| Provided material |
PR #523, opened 2026-09-20
optimizer: forward an explicit upstream from `start` (flag + settings chaining)

initializ-mk:
## What & why

`forge optimizer start` spawned the proxy child with **hardcoded args and no upstream**, so behind an org gateway it silently fell back to `https://api.anthropic.com` and **404'd every gateway-pathed request** (e.g. `/bedrock/anthropic-claude/v1/messages`). 

This PR (a) forwards an explicit upstream from `start`, and (b) sources the upstream from **forge's existing layered settings** (`forge-core/settings`, #454) — user `~/.forge/settings.json` and the fixed-OS-path managed settings.

## Config
New `optimizer.upstream` field on `settings.Settings`, so it flows through the same user / project-local / CLI / **managed** layering (managed authoritative) as `models`/`channels`/`skills`:
```json
{ "optimizer": { "upstream": "https://ai-gateway.url" } }
```
- User: `~/.forge/settings.json`
- Managed (enforced): the OS system `managed-settings.json` the settings package already owns (macOS `/Library/Application Support/forge/…`, Linux `/etc/forge/…`, Windows `%PROGRAMDATA%\forge\…`).

## Resolution precedence (shared by serve + daemon)
```
managed settings (enforced) > --upstream > $FORGE_OPTIMIZER_UPSTREAM > user settings > chaining (ANTHROPIC_BASE_URL / CC gateway) > default
```
The resolved upstream is persisted in daemon state and shown by `forge optimizer start` / `status`.

## Security
The upstream is an endpoint redirect for Claude Code's traffic **and its Authorization header**, so — exactly like a model gateway `base_url` — it must not be settable from the checked-in **project** layer (`.forge/settings.json` ships inside a cloned repo → endpoint-redirect / auth-exfil). Resolution runs over `settings.TrustedGatewayLayers`, which drops that untrusted layer.

## Not covered (documented)
Does not override Claude Code **managed** settings — those outrank the user settings the daemon writes and even the shell env (`code.claude.com/docs/en/env-vars.md`). There the managed `ANTHROPIC_BASE_URL` must point at the optimizer and the gateway comes from forge managed settings / `--upstream`.

## Tests
`pickUpstream` precedence, user-settings resolution, **managed-enforced-over-flag**, daemon self-loop guard — using the settings package's own isolation hooks (`EnvUserSettings`, `SetManagedDirForTest`). `go test ./cmd ./settings ./types` green; `golangci-lint` 0 issues (native + `GOOS=windows`); six cross-compiles build.


forge-core/settings/settings.go
```diff
@@ -49,11 +49,21 @@ func (o *ModelGatewayOIDC) Validate() error {
...
+	Channels  ChannelSettings   `json:"channels,omitempty"`
+	Models    ModelSettings     `json:"models,omitempty"`
+	Tools     ToolSettings      `json:"tools,omitempty"`
+	Skills    SkillSettings     `json:"skills,omitempty"`
+	Optimizer OptimizerSettings `json:"optimizer,omitempty"`
+	Env       map[string]string `json:"env,omitempty"`
+}
+
+// OptimizerSettings configures the local optimizer proxy (`forge optimizer`).
+type OptimizerSettings struct {
```
initializ-mk, line 61: **MEDIUM (coordination / rebase): `OptimizerSettings` collides with #522.** This defines `OptimizerSettings{ Upstream string }` + a scalar-string merge, but #522 defines `OptimizerSettings{ Enabled *bool }` + `OptimizerEnabled()` + `mergeBoolPtr`. That's why this PR is CONFLICTING. On rebase, **combine both** — the struct must end up with `Enabled *bool` AND `Upstream string`, and `merge()` must keep BOTH rules (`out.Optimizer.Enabled = mergeBoolPtr(...)` and the `if hi.Optimizer.Upstream != ""` scalar). A careless conflict resolution would silently drop one PR's field — worth a deliberate check since the two sibling PRs are in flight together.

forge-cli/cmd/optimizer_upstream.go
```diff
@@ -0,0 +1,58 @@
...
+	}
+	trusted := settings.TrustedGatewayLayers(layers)
+
+	managed := ""
+	if ml := settings.ManagedLayer(trusted); ml != nil {
+		managed = ml.Settings.Optimizer.Upstream
+	}
+	user := settings.Resolve(trusted).Optimizer.Upstream
+
+	return pickUpstream(managed, flag, os.Getenv("FORGE_OPTIMIZER_UPSTREAM"), user, chaining)
```
initializ-mk, line 52: **LOW (optional): validate the resolved upstream.** It's forwarded to the child as-is, so a malformed value (typo, non-URL) fails later at request time with a confusing error. Consider an up-front `url.Parse` + `u.Host != ""` + http/https scheme check on the picked value (mirrors the #520 OIDC-issuer hardening) so a bad upstream fails clearly at `start`. Trusted-layer/flag/env sourced, so low risk — purely a clearer-error improvement.

forge-cli/cmd/optimizer_daemon.go
```diff
@@ -74,6 +75,20 @@ func optimizerListenerPID(addr string) int {
...
+// resolveChildUpstream picks the upstream base URL to hand the detached proxy
+// child. It applies the shared optimizer-upstream precedence (managed settings >
+// --upstream > $FORGE_OPTIMIZER_UPSTREAM > ~/.forge/settings.json), with the
+// Claude Code settings gateway as the chaining fallback — skipped when it points
+// back at our own listen address (avoids a self-loop on repeat starts). Returns
+// "" to let the child fall back to its own default (Anthropic).
+func resolveChildUpstream(flag, settingsBase, listen string) string {
+	chaining := ""
+	if settingsBase != "" && !strings.Contains(settingsBase, listen) {
+		chaining = settingsBase
```
initializ-mk: **LOW (optional): self-loop guard is asymmetric.** It only excludes the *chaining* fallback when `settingsBase` points at `listen`. An explicit `--upstream` / settings `optimizer.upstream` set to the optimizer's own listen address wouldn't be caught → the proxy forwards to itself. Consider applying the self-reference check to the FINAL resolved upstream (after `pickUpstream`), not just the chaining input, so an explicit self-reference is also rejected with a clear error.

initializ-mk (commented):
## Self-review — verified against source ✅ one rebase-coordination note + two optional hardening notes

Reviewed the upstream resolution, the daemon forwarding, and the security posture; posting as a COMMENT (own PR).

**Verified good:**
- Precedence (`pickUpstream`: managed > flag > env > user > chaining) implemented as a pure, tested function; `ManagedLayer(trusted)` extracts the managed layer so it can outrank `--flag` (enterprise enforcement).
- **Project layer excluded** — resolution over `TrustedGatewayLayers` (drops `LayerProject`), correct since the upstream redirects Claude Code traffic + its Authorization header (same class as gateway `base_url`; #522/#464 lesson applied proactively).
- **No command injection** — child is `exec.Command(self, args...)` with explicit argv, not a shell.
- Parent-resolves-then-forwards is sound (reads the CC settings gateway before `wireClaudeSettings` overwrites it, hands one explicit value); persisted + shown in start/status. Self-loop guard on the chaining fallback.
- Good tests, CI 14/14, clean identity.

**MEDIUM (coordination / rebase)** and **two LOW** notes inline. The PR is currently CONFLICTING — the `OptimizerSettings` collision with #522 is the main thing to get right on rebase.

initializ-mk:
Rebased onto main and addressed all review items (`71a8c47`):

- **MEDIUM (rebase collision with #522):** resolved by **combining** — `OptimizerSettings` now carries both `Enabled *bool` (#522) **and** `Upstream string` (this PR), and `merge()` keeps both rules (`mergeBoolPtr` for Enabled, scalar hi-wins for Upstream). No field dropped. PR is no longer conflicting.
- **LOW (validate resolved upstream):** `validateUpstream` runs at `start`/serve — `url.Parse` + http/https scheme + host present — so a typo/non-URL fails clearly up front instead of at request time.
- **LOW (asymmetric self-loop guard):** the self-reference check now applies to the **final resolved** upstream. An explicit `--upstream`/settings value pointing at our own listen address is rejected; a *chaining* source equal to our address is still silently dropped (expected on repeat `start`).

Also ran the repo doc-sync for this change:
- `/sync-docs`: `docs/reference/settings.md` (`optimizer.upstream` row/example/consumer note) + a new `forge optimizer` section in `docs/reference/cli-reference.md` (upstream precedence + managed-Claude-Code caveat) + `.claude/skills/forge.md` upstream paragraph.
- `make sync-knowledge`: re-synced `forge.md` into `forge-cli/internal/surface/knowledge/` (surface sync test passes).

Verified: `go test ./cmd ./settings ./internal/surface` green; `golangci-lint` 0 issues (native + `GOOS=windows`).

initializ-mk (commented):
## Closing re-review — head `ac1423ae` ✅ LGTM

Verified across the rebase and the follow-up commits. Everything from the review is resolved.

- **MEDIUM (`OptimizerSettings` collision) — resolved.** After rebase the struct carries BOTH `Enabled *bool` (#522) and `Upstream string` (#523), and `merge()` keeps BOTH rules (`mergeBoolPtr` + the scalar). No field dropped; MERGEABLE.
- **LOW (upstream validation) — resolved.** `validateUpstream` rejects malformed / non-http(s) / hostless upstreams; enforced in both the foreground `buildOptimizerSetup` and the `start` daemon path (`runOptimizerStart` validates the resolved child upstream before spawning).
- **LOW (symmetric self-loop) — resolved.** `validateUpstream` checks `u.Host == listen` on the FINAL resolved upstream, so an explicit `--upstream`/settings self-reference is caught (not just the chaining fallback).
- **Parent-start validation (my optional aside) — done.** `resolveChildUpstream` folds `ANTHROPIC_BASE_URL` env chaining into the parent's resolution so `start` validates the same effective upstream the child would use — a clean error up front instead of "daemon did not come up."

**Tests genuine:** `TestValidateUpstream` (malformed/ftp/hostless/self-loop), `TestPickUpstream` + user-settings + managed-enforced precedence, `TestResolveChildUpstream_EnvChainingCaptured` + self-loop guard.

**Already sound:** precedence (managed > flag > env > user > chaining), trusted-layer exclusion (`TrustedGatewayLayers` drops the checked-in project layer — the auth-header-redirect boundary), no command injection (explicit argv), and thorough docs. Identity clean.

| Task details |
Reproduce exactly, with nothing added, the lines from the one that contains "sync test passes)." to the end of the data.

| Solved problem |
- `make sync-knowledge`: re-synced `forge.md` into `forge-cli/internal/surface/knowledge/` (surface sync test passes).

Verified: `go test ./cmd ./settings ./internal/surface` green; `golangci-lint` 0 issues (native + `GOOS=windows`).

initializ-mk (commented):
## Closing re-review — head `ac1423ae` ✅ LGTM

Verified across the rebase and the follow-up commits. Everything from the review is resolved.

- **MEDIUM (`OptimizerSettings` collision) — resolved.** After rebase the struct carries BOTH `Enabled *bool` (#522) and `Upstream string` (#523), and `merge()` keeps BOTH rules (`mergeBoolPtr` + the scalar). No field dropped; MERGEABLE.
- **LOW (upstream validation) — resolved.** `validateUpstream` rejects malformed / non-http(s) / hostless upstreams; enforced in both the foreground `buildOptimizerSetup` and the `start` daemon path (`runOptimizerStart` validates the resolved child upstream before spawning).
- **LOW (symmetric self-loop) — resolved.** `validateUpstream` checks `u.Host == listen` on the FINAL resolved upstream, so an explicit `--upstream`/settings self-reference is caught (not just the chaining fallback).
- **Parent-start validation (my optional aside) — done.** `resolveChildUpstream` folds `ANTHROPIC_BASE_URL` env chaining into the parent's resolution so `start` validates the same effective upstream the child would use — a clean error up front instead of "daemon did not come up."

**Tests genuine:** `TestValidateUpstream` (malformed/ftp/hostless/self-loop), `TestPickUpstream` + user-settings + managed-enforced precedence, `TestResolveChildUpstream_EnvChainingCaptured` + self-loop guard.

**Already sound:** precedence (managed > flag > env > user > chaining), trusted-layer exclusion (`TrustedGatewayLayers` drops the checked-in project layer — the auth-header-redirect boundary), no command injection (explicit argv), and thorough docs. Identity clean.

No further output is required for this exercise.